3. The ellipsoidal reflector of claim 2, wherein the tilt angle of the first slope is greater than the tilt angle of the second slope.

4. The ellipsoidal reflector of claim 1, further comprising a connector; the connecting piece is abutted with the ellipsoid;

the connecting piece is used for fixing the ellipsoidal reflector on the optical fiber assembly for connecting the signal processing equipment through at least one second fixing hole.

5. The ellipsoidal reflector of claim 4, wherein the ellipsoids are specifically configured to:

and transmitting a reflection signal obtained by reflecting the cathode fluorescent signal according to a preset ellipsoidal path to the signal processing equipment through the optical fiber assembly.

6. The ellipsoidal reflector of any of claims 1-5, further comprising a plurality of sides, each of the plurality of sides disposed about the ellipsoid;

the side surfaces are used for supporting the ellipsoid so that the ellipsoid is vertically arranged right above the sample in the signal reflection space.

7. The ellipsoidal mirror of any of claims 1-5, wherein the ellipsoid conforms to the ellipsoidal equation:

wherein a, b and c are used for representing half shafts of ellipsoids, and a > b is larger than or equal to c >0.

8. The ellipsoidal reflector of any of claims 1-5, wherein the ellipsoids are made of aluminum.

9. The ellipsoidal mirror of any of claims 1 to 5, wherein the central aperture has a diameter of 1mm.

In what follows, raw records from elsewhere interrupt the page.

Issue #1230, opened 2015-06-23
Gzip compression level 


mlgd:
Add property in config to set Gzip compression level

JessonChan:
thank you for the issue.
we have a plan to support this after the beego1.6 release.

mlgd:
What's about gzip compression level in version 1.6.x ?

JessonChan:
@mlgd maybe 1.6.3

JessonChan:
@mlgd I have add compression level future https://github.com/astaxie/beego/pull/1808
I would appreaciate hearing your thoughts on this.

PR #1808, opened 2016-03-17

10. A cathode fluorescence probe, comprising: an optical fiber assembly, an ellipsoidal mirror of any one of claims 1 to 9; the optical fiber assembly is abutted with the ellipsoidal reflector;

the ellipsoidal reflector is used for reflecting a cathode fluorescent signal generated by scanning the electron beam focused by the electromagnetic lens on the surface of the sample according to a preset ellipsoidal path to obtain a reflected signal;

the optical fiber assembly is used for transmitting the reflected signal to signal processing equipment.

11. The cathode fluorescence probe of claim 10, wherein the fiber optic assembly comprises a fiber optic component for deriving the reflected signal, and a soft fiber optic tube connecting the fiber optic component with the signal processing device;

wherein the optical fiber component is disposed at a signal receiving focal point of the ellipsoidal reflector.

12. A cathode fluorescence detection system, comprising: scanning electron microscope, cathode fluorescence probe according to claim 10 or 11, and signal processing device;

the scanning electron microscope is used for generating electron beams and converging the electron beams focused by the electromagnetic lens on the surface of the sample accommodated under the cathode fluorescent probe;

the cathode fluorescence probe is used for reflecting a cathode fluorescence signal excited by the surface of the sample according to a preset ellipsoidal path and transmitting the obtained reflected signal to the signal processing equipment;

the signal processing device is used for processing the reflected signal to obtain a processing result.

13. The cathode fluorescence detection system of claim 12, wherein the signal processing device comprises at least one of:

the image processing equipment is used for carrying out cathode fluorescence imaging based on the reflection signals to obtain cathode fluorescence images;

and the spectrum analysis equipment is used for carrying out cathode fluorescence spectrum analysis based on the reflection signals to obtain spectrum data.